● **Entries supplied**:
PR #6133, opened 2024-08-06
Frank Energie missing as gas supplier

arjendekorte:
The Enever JSON output also lists Frank Energie as gas supplier. Add it so the users which use then as their supplier to use the correct data.


gizmocuz:
Thanks!!!

PR #6475, opened 2025-12-02
Dashboard: Add setpoint display and editing for Thermostat6 devices

dwmw2:
- Display setpoint value in bigtext (first position) for both mobile and desktop views
- Add override icon button to adjust setpoint via ShowSetpointPopup
- Use itemtablesmalldoubleicon table layout for devices with setpoints
- Support step/min/max parameters from device options
- Exclude Evohome Zone/Hot Water devices (they use different dialogs)
- Mobile view shows setpoint as clickable button
- Desktop view shows override icon next to temperature icon

Screenshot from 2025-12-02 23-14-02

edited_25267603-6c70-48c3-a83e-1bfff4adc1ce4080173468839443533

### DIFF
--- a/www/app/DashboardController.js
+++ b/www/app/DashboardController.js
@@ -995,7 +995,17 @@ define(['app', 'livesocket'], function (app) {
 					if (($scope.config.DashboardType == 2) || (window.myglobals.ismobile == true)) {
 						var status = "";
 						var bHaveBefore = false;
+						if (typeof item.SetPoint != 'undefined') {
+							var step = item.step || 0.5;
+							var min = item.min || -200;
+							var max = item.max || 200;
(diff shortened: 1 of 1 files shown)


dwmw2:
~~Doesn't work for Evohome devices yet, because their SetSetpoint dialog is in TemperatureController.js and would need to be moved somewhere global. If we actually want to do this (and if we can make it pretty enough) then we can do that...~~

Turns out evohome can use the basic setpoint dialog without the schedule support. I think that makes sense from the dashboard page, so I've enabled it.

dwmw2:
Dunno if I should be using `override.png` for that, and I also needed to scale it because it looks weird next to the other icon (just because the visible image part happens to go lower in the .png).

Smanar:
>>Support step/min/max parameters from device options

Hello, just by curiosity, if the widget is used for other hardware, you know if it will be possible to set the min/max using the API ?

dwmw2:
That's in #6477

Smanar:
Hello, I have a question again ^^.
Why this device have the "titlebar" orange ?
Normal is blue, timeout is red, but orange ?

dwmw2:
It's colour coded by (target, IIRC) temperature. Exactly like the Evohome zones

Smanar:
Ok, thx, I will check the code direclty, but I think  it's a "soon timeout".

PR #6477, opened 2025-12-04
Add setpoint field editing support for Thermostat 6 devices, add dzVents support

dwmw2:
Allow editing of ValueUnit, ValueStep, ValueMin, and ValueMax fields for pTypeThermostat6 devices in the temperature device edit dialog, matching the functionality available for setpoint devices in the utility controller.

Also add a dzVents device adapter for it.

### DIFF
--- a/dzVents/runtime/device-adapters/thermostat6_device.lua
+++ b/dzVents/runtime/device-adapters/thermostat6_device.lua
@@ -1,0 +1,65 @@
+local forecastMapping = {
+	['noinfo'] = 0,
+	['sunny'] = 1,
+	['partlycloudy'] = 2,
+	['cloudy'] = 3,
+	['rain'] = 4
+}
+
+local humidityMapping = {
+	['dry'] = 2,
+	['normal'] = 0,
+	['comfortable'] = 1,
+	['wet'] = 3
+}
+
+return {
+
+	baseType = 'device',
+
+	name = 'Thermostat 6 device adapter',
+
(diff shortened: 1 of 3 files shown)


dwmw2:
As noted elsewhere, setting the ValueUnit with this dialog *does* work, but just like with the existing standalone setpoints, the ValueUnit seems to be ignored. With some guidance on how it's actually *supposed* to work, we can fix those separately.

gizmocuz:
The ValueUnit is presented in the bigtext/top right of the widget. Also if you change this to  (degree sign)F it will use it for internal calculation.

dwmw2:
> The ValueUnit is presented in the bigtext/top right of the widget. Also if you change this to (degree sign)F it will use it for internal calculation.

AFAICT it *isn't* though, not even for standalone setpoint devices (and thus not for the combined thermostat, which were based on those). My commit in https://github.com/dwmw2/domoticz/commit/b4ef5bcb9883525a1b9bdb3a90eec9b9fc439a35 tries to change that, but I wasn't sure exactly how it's supposed to behave.

waltervl:
If you create a virtual setpoint device you can change the value unit, even to RPM or A (Ampere), so not temperature related.
Screenshot_20251204-150310 Firefox

Edit: so the value sent is interpreted for the user and scripts as the value to use. No other calculation done. That could be different though for C/F temperature conversion.  Not sure how that works.

gizmocuz:
Thank you for this PR!!

PR #6481, opened 2025-12-16
Set selector device active/inActive based on level

Tixav:
Without this,  domotice.devices("MySelector").active is always false and .inActive always true and it cannot be tested in the same way as boolean 'on/off' switches althought it can. Tested during 3 days without issue


gizmocuz:
There is no inActive/Active...

PR #6482, opened 2025-12-17
Fix update process

Onshuis:
Do not look if domoticz is running, just stop it anyway.


gizmocuz:
could you please undo all other changes not related to this fix? They where fine and also served as an example

PR #6486, opened 2025-12-20
Fix handle_stop call to use io_context_

arjendekorte:
Could it be this is missing? Up to (and including) Boost 1.89.0 this didn't seem to be a problem, but starting with Boost 1.90.0 I get compilation errors on this line, which seem to be fixed with this patch.


arjendekorte:
Wrong branch

PR #6487, opened 2025-12-20
Fix post call to use io_context_ for handle_stop

arjendekorte:
Could it be this is missing? Up to (and including) Boost 1.89.0 this didn't seem to be a problem, but starting with Boost 1.90.0 I get compilation errors on this line, which seem to be fixed with this patch.


gizmocuz:
Thanks for spotting. This is also used on other places in the code base, and I tested it with boost 1.89

arjendekorte:
I did indeed base my fix on other occurrences in the code. FWIW, later I found this is also what Copilot suggested as improvement for this line of code.

PR #6488, opened 2025-12-23
Replace deprecated deadline_timer with steady_timer

arjendekorte:
The deadline_timer was deprecated in Boost 1.87. The steady_timer was introduced in Boost 1.49 and is the most suitable replacement as it is guaranteed to be monotonic (unlike the system_timer and deadline_timer).


gizmocuz:
Thanks again Arjen, and happy new year!

arjendekorte:
Same to you.

PR #6496, opened 2026-01-02
Change updatebeta

Onshuis:
only change not check service, just stop service.


gizmocuz:
Thank you for the patch.
If this is the only change needed, could you undo all other changes in the script?

Issue #6492, opened 2025-12-30
Android app FCM notifications from Domoticz not working anymore since 18 or 19 december 2025


waltervl:
After investigation in Issue https://github.com/domoticz/domoticz-android/issues/723 it seems google revoked the FCM key.

🔔 FCM notifications stopped working – service account key revoked
Google has disabled the Firebase Admin SDK service account key used by Domoticz to send Firebase Cloud Messaging (FCM) notifications.

What happened
Google detected that a Firebase SDK FCM key was publicly exposed.
The exposed key was found in the domoticz/domoticz repository, and subsequently propagated via publicly available Docker images.

As a security measure, Google automatically revoked the compromised key.
link to the leaked key and why Google disabled it:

● **Exercise brief**:
Going back to the entries above, set down exactly the lines that begin at the one with "Hello, I have a question again ^^." and end at the one with "this to (degree", both included, and nothing else.

● **Exercise output**:
Hello, I have a question again ^^.
Why this device have the "titlebar" orange ?
Normal is blue, timeout is red, but orange ?

dwmw2:
It's colour coded by (target, IIRC) temperature. Exactly like the Evohome zones

Smanar:
Ok, thx, I will check the code direclty, but I think  it's a "soon timeout".

PR #6477, opened 2025-12-04
Add setpoint field editing support for Thermostat 6 devices, add dzVents support

dwmw2:
Allow editing of ValueUnit, ValueStep, ValueMin, and ValueMax fields for pTypeThermostat6 devices in the temperature device edit dialog, matching the functionality available for setpoint devices in the utility controller.

Also add a dzVents device adapter for it.

### DIFF
--- a/dzVents/runtime/device-adapters/thermostat6_device.lua
+++ b/dzVents/runtime/device-adapters/thermostat6_device.lua
@@ -1,0 +1,65 @@
+local forecastMapping = {
+	['noinfo'] = 0,
+	['sunny'] = 1,
+	['partlycloudy'] = 2,
+	['cloudy'] = 3,
+	['rain'] = 4
+}
+
+local humidityMapping = {
+	['dry'] = 2,
+	['normal'] = 0,
+	['comfortable'] = 1,
+	['wet'] = 3
+}
+
+return {
+
+	baseType = 'device',
+
+	name = 'Thermostat 6 device adapter',
+
(diff shortened: 1 of 3 files shown)


dwmw2:
As noted elsewhere, setting the ValueUnit with this dialog *does* work, but just like with the existing standalone setpoints, the ValueUnit seems to be ignored. With some guidance on how it's actually *supposed* to work, we can fix those separately.

gizmocuz:
The ValueUnit is presented in the bigtext/top right of the widget. Also if you change this to  (degree sign)F it will use it for internal calculation.

dwmw2:
> The ValueUnit is presented in the bigtext/top right of the widget. Also if you change this to (degree sign)F it will use it for internal calculation.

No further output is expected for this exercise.